I've seen tons of complex and unwieldy code in my day. Often the complexity
comes from illogic and incorrect modeling of how things are. So when someone
points out a logical unnecessity, for a programmer to dismiss it as
meaningless is to miss out.

(In some logics,) there _is_ no such thing as null and therefore you don't
need it's representation to write effective programs. That's actually a
valuable thing to say. Because from there you can start asking questions like
why _does_ it exist here or there? And then you can proceed to write more
reasonable, less complex programs.

I've had to fight ill-devised null semantics too many times to count in my
programming life.

To get concrete, there are things we know and things we don't. Most often null
is used as a placeholder to say "I don't know." This leads to complexity
because I'll then have to write code to branch on this one other value case
(or at minimum defend, like the article points out). But if it's not logical
per se, then what _else_ can we do.
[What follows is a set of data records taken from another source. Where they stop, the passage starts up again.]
PR #210, opened 2024-11-21
feat: suport entra id

nherment:


holmes/core/llm.py
```diff
@@ -41,6 +41,18 @@ def completion(self, messages: List[Dict[str, Any]], tools: Optional[List[Tool]]
         pass
 
 
+def get_lite_llm_config(api_key:Optional[str], base_url:Optional[str]) -> Dict[str, Any]:
+
+    if os.environ.get("AZURE_API_BASE"):
```
arikalon1, line 63: will this work with the way we guide users to use azure openai?
https://docs.robusta.dev/master/configuration/ai-analysis.html#choosing-and-configuring-an-ai-provider

nherment: it should, This just avoids setting the api_key and base_url explicitly but litellm can  read these though env vars, which is how we tell users to configure holmes.

nherment:
Closing this. It should be revisited once litellm allows directly using entra id with an AD token

PR #211, opened 2024-11-22
Improve logging

aantn:


holmes/core/tool_calling_llm.py
```diff
@@ -118,7 +118,7 @@ def call(
                     messages, max_context_size, maximum_output_token
                 )
 
-            logging.debug(f"sending messages {messages}")
+            logging.debug(f"sending messages={messages}\n\ntools={tools}")
```
nherment, line 121: At some point we may want to move to structured logs to make analysis, search etc. simpler.

Logs like this spanning multiple lines can be mangled in prod environment. This being Holmes and debug level is likely fine.

nherment (approved):
LGTM

holmes/core/tool_calling_llm.py
aantn: Yeah, good call. I think it's OK for now because at debug level there's is a ton of unstructured spam from third party libraries, so this wont make things worse.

What other way can I program that more
reflects logic and our reasoning processes? That's a path to writing better,
more maintainable programs.

One revelation I got when having to model data in NoSQL after years of SQL is
that while SQL makes you decide and write down NULL values for entity
properties, NoSQL did not. If you don't know it, you don't write it down. It's
that simple. And that is much more in line with the way that I contend with
the things I don't know in my life. I don't go around re-iterating my lack of
knowledge by referring to some logically non-existent value. I generally
simple don't _say_ things I don't know. Following this reasoning to a degree,
and then I am writing programs that are much more ergonomic to the way people
_actually_ think.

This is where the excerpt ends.